■ **DIRECTIONS FOR THIS TASK**: Which lines in the records below contain the word "before"? Copy each one.

Collected data entries:

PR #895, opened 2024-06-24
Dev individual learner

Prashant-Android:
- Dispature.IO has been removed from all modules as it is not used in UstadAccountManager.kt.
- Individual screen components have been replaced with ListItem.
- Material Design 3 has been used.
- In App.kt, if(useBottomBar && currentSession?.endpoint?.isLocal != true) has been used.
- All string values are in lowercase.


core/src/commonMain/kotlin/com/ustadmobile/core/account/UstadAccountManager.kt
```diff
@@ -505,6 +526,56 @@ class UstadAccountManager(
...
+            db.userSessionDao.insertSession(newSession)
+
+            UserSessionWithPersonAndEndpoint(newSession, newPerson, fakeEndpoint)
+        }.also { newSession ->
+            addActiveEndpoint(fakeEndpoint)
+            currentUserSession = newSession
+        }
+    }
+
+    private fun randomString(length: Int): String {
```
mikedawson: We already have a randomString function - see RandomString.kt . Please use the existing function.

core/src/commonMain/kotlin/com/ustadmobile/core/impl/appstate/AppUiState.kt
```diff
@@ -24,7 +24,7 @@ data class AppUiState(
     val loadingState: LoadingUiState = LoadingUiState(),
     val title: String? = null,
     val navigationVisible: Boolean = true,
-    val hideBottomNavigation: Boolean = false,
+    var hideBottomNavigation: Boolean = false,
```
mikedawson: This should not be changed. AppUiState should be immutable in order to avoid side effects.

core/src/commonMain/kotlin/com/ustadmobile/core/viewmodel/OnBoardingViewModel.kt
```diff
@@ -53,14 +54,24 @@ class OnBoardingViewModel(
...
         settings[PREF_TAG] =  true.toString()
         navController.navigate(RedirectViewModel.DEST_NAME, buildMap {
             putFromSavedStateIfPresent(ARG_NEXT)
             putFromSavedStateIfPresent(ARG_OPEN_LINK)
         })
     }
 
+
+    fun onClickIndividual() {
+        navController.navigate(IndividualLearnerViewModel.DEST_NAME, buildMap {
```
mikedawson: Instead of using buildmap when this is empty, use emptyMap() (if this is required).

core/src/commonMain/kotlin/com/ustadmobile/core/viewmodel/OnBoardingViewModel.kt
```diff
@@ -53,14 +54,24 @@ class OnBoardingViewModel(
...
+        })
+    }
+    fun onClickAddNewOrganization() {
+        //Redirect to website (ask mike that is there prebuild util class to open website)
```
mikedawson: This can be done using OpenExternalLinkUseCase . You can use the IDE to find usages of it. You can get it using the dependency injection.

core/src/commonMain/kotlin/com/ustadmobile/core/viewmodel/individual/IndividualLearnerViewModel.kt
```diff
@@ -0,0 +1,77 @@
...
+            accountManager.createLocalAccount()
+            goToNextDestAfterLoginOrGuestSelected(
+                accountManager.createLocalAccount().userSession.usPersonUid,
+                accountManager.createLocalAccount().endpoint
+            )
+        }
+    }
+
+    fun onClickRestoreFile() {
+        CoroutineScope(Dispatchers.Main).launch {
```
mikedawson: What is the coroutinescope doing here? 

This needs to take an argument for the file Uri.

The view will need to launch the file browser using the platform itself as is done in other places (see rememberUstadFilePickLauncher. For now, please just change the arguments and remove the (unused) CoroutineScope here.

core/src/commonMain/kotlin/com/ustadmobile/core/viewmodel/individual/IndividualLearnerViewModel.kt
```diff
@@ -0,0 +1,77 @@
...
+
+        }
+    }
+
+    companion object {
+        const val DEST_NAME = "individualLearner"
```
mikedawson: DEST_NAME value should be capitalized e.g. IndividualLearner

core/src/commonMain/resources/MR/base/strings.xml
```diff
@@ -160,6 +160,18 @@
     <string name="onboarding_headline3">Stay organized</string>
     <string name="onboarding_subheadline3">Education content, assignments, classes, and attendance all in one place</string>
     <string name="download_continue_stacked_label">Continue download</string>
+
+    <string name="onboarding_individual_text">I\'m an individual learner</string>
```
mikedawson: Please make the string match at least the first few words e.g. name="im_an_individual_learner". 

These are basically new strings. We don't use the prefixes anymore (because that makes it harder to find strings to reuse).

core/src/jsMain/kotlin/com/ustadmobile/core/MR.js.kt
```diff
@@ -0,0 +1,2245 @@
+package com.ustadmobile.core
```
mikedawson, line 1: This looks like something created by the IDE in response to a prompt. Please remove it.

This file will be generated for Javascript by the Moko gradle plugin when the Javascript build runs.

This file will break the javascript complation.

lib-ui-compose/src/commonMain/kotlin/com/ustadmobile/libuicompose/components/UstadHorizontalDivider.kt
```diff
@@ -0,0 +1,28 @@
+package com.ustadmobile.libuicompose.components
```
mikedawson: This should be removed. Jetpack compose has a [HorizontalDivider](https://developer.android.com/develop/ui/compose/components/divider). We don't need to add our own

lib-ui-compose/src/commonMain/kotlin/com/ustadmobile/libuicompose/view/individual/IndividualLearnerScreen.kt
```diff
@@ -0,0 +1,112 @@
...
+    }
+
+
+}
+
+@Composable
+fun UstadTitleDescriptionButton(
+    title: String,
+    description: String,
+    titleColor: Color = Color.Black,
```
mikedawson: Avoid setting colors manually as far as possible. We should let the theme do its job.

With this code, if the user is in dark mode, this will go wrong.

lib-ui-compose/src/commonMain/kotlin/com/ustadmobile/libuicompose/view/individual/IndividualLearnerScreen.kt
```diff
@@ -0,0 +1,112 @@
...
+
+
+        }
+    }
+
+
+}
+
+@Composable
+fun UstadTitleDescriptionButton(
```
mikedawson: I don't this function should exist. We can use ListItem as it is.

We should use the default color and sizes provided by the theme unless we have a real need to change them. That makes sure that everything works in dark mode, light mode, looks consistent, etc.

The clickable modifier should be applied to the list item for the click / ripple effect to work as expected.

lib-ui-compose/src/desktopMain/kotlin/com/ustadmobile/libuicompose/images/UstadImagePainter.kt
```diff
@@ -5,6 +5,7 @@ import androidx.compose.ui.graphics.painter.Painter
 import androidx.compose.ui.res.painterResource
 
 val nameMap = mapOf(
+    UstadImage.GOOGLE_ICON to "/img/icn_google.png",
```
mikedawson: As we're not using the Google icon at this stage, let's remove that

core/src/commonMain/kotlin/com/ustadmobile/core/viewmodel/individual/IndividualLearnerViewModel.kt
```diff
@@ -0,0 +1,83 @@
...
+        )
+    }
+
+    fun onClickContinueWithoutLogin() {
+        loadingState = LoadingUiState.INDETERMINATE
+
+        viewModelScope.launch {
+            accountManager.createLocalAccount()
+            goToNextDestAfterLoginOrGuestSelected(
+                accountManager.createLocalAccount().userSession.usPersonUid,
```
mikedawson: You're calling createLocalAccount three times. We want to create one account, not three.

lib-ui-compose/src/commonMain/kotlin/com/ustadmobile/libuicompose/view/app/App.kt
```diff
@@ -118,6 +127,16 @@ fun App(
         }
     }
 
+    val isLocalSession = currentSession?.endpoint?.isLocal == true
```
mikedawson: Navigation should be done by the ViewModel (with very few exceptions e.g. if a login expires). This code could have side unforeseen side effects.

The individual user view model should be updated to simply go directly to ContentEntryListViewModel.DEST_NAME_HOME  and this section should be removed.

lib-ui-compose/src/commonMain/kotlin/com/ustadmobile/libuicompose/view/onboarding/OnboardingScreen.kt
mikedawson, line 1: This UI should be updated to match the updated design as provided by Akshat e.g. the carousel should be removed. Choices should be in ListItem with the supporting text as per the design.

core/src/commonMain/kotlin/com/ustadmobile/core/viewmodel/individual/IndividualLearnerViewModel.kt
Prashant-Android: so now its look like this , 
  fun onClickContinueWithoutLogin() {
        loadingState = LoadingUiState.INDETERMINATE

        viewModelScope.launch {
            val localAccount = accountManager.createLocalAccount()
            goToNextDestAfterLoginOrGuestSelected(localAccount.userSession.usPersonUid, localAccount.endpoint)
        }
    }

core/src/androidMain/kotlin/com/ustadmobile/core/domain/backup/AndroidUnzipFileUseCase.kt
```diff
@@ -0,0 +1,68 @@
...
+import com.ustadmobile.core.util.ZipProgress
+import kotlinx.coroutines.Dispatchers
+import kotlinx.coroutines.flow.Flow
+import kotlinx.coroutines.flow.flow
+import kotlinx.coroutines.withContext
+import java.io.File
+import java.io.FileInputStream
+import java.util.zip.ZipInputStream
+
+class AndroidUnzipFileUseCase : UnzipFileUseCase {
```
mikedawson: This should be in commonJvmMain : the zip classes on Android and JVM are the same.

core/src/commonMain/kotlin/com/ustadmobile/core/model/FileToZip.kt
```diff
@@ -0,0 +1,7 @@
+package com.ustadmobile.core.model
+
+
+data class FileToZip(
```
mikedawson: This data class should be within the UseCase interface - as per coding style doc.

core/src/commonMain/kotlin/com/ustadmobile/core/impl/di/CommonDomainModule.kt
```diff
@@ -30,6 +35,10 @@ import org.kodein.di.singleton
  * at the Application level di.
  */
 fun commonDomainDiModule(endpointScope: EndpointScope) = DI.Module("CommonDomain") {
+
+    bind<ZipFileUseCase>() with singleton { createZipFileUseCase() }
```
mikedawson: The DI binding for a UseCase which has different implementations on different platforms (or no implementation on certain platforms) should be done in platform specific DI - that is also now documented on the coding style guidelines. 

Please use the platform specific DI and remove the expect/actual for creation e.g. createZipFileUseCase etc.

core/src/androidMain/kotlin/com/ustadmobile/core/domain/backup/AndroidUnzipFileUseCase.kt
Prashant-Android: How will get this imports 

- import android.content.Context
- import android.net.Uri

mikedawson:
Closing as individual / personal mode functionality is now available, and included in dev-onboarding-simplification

* * *

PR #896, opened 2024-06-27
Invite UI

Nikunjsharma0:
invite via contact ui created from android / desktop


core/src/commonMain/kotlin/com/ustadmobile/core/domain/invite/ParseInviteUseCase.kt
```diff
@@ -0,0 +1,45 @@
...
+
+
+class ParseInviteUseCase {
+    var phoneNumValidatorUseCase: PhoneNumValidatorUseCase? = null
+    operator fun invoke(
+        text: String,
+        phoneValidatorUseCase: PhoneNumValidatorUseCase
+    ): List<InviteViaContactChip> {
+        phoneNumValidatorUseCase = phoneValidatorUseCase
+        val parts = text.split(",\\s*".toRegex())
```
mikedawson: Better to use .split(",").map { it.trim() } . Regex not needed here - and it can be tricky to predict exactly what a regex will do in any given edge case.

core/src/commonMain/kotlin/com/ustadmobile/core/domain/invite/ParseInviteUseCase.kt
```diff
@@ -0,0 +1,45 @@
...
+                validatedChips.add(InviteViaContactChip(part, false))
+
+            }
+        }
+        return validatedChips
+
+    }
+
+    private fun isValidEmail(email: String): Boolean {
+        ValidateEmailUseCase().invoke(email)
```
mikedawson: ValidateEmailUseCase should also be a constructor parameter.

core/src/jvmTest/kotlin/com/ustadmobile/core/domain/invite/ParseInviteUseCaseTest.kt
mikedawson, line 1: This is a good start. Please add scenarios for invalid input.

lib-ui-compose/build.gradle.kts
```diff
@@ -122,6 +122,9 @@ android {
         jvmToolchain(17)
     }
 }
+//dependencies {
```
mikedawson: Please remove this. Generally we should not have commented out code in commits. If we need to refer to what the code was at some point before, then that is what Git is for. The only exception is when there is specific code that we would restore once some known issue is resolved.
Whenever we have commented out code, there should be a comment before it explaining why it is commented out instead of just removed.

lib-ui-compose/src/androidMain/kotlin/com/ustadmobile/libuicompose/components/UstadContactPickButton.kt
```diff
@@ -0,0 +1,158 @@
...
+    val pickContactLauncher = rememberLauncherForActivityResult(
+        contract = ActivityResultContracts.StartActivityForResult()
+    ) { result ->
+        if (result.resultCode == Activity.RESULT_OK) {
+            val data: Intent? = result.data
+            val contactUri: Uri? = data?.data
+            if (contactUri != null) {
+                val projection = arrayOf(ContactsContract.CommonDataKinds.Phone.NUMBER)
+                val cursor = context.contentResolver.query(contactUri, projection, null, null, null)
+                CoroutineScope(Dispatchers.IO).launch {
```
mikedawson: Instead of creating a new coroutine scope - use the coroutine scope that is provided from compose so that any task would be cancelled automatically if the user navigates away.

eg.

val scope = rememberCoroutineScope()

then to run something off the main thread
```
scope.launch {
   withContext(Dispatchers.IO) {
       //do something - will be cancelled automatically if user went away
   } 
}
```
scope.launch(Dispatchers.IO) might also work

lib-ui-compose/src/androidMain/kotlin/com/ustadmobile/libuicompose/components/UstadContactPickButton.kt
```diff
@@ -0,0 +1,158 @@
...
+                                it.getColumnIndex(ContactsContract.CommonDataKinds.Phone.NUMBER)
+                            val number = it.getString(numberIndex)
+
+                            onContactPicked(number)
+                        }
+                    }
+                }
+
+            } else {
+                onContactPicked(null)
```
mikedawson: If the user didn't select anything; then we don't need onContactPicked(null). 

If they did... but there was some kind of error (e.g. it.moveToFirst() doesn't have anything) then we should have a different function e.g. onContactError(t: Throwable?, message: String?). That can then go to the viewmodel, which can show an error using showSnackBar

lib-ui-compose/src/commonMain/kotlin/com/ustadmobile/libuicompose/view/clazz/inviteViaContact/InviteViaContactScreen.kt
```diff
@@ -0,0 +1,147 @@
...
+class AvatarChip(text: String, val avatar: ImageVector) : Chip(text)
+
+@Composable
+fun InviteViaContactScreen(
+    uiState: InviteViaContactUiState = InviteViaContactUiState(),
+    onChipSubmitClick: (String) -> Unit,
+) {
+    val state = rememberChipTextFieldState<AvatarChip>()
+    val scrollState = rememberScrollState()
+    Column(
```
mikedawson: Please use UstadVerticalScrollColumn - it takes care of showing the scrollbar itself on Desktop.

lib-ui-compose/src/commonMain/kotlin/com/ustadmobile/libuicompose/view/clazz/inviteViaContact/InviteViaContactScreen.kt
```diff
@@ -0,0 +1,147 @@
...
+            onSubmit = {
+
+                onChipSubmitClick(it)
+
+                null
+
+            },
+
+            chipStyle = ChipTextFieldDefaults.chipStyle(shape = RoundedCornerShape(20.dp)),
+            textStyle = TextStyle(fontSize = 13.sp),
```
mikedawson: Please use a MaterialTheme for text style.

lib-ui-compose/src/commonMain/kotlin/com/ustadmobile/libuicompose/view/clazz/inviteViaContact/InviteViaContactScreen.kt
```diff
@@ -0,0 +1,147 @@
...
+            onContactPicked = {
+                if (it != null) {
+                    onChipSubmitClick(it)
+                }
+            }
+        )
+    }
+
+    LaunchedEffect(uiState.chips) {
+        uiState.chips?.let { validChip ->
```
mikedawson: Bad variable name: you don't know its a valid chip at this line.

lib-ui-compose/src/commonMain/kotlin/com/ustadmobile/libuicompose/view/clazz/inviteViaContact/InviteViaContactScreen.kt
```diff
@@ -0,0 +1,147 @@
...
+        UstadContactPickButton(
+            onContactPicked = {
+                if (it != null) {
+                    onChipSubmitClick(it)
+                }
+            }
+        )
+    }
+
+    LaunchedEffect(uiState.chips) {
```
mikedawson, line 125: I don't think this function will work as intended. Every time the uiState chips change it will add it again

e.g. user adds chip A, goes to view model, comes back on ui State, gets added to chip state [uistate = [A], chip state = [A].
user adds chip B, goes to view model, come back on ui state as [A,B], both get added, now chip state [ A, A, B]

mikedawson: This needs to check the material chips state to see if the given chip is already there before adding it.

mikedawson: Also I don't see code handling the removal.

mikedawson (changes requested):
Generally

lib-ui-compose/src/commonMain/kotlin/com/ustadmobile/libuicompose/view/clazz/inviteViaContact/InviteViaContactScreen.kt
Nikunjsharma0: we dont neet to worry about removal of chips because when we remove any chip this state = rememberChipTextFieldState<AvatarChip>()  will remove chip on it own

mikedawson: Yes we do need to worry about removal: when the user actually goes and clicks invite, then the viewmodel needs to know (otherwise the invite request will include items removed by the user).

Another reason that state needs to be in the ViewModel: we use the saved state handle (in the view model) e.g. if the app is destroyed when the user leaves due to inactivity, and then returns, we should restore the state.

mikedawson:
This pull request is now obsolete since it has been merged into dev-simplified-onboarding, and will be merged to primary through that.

---

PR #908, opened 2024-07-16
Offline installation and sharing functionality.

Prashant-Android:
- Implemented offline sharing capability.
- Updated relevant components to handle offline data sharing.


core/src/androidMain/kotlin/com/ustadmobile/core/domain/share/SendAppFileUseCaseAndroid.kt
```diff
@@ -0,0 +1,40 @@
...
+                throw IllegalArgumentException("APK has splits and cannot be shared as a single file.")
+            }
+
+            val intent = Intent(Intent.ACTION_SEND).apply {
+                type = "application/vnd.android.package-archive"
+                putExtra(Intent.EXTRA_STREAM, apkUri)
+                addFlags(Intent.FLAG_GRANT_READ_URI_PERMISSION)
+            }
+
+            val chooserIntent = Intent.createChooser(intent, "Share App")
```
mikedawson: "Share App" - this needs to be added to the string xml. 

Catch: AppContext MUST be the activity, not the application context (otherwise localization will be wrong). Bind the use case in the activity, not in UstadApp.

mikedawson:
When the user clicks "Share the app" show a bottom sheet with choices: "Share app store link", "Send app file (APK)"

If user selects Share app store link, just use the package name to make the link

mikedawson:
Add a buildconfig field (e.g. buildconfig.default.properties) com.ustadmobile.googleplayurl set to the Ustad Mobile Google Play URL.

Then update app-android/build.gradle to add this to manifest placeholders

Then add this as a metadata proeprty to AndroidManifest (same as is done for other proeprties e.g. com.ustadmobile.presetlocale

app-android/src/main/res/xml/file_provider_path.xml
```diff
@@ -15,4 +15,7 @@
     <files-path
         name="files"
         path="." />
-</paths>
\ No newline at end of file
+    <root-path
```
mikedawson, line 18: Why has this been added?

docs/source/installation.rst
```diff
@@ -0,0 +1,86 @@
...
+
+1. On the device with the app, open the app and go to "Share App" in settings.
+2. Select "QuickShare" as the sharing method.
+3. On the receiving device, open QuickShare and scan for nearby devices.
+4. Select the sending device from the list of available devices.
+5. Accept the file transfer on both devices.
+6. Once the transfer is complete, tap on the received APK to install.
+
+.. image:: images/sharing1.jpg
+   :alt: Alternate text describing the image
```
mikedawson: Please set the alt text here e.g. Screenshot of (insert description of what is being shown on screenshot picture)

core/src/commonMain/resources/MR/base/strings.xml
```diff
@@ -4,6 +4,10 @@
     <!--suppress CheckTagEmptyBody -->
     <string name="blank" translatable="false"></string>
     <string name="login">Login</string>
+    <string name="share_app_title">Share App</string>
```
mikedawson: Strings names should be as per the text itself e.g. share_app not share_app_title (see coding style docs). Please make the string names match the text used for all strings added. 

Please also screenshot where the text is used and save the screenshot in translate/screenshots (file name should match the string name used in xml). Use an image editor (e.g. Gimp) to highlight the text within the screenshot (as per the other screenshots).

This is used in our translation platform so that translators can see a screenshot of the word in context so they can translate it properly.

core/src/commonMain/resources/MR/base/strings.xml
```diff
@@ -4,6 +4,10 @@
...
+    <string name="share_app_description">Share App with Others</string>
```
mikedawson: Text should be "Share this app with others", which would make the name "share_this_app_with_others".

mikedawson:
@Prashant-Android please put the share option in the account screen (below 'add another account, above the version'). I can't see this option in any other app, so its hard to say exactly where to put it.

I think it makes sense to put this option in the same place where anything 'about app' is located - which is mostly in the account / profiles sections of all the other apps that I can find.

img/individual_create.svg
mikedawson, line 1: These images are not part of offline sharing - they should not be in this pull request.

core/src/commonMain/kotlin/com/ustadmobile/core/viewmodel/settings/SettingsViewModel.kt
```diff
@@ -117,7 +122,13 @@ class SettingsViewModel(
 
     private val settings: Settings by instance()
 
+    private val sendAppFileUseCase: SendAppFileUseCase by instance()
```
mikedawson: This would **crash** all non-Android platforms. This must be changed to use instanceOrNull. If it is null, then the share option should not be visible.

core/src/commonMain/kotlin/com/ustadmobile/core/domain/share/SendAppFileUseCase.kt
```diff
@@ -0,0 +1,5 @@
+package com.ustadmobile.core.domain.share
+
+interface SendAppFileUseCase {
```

■ **PROBLEM SOLUTION**:
mikedawson: Please remove this. Generally we should not have commented out code in commits. If we need to refer to what the code was at some point before, then that is what Git is for. The only exception is when there is specific code that we would restore once some known issue is resolved.
Whenever we have commented out code, there should be a comment before it explaining why it is commented out instead of just removed.
mikedawson: This needs to check the material chips state to see if the given chip is already there before adding it.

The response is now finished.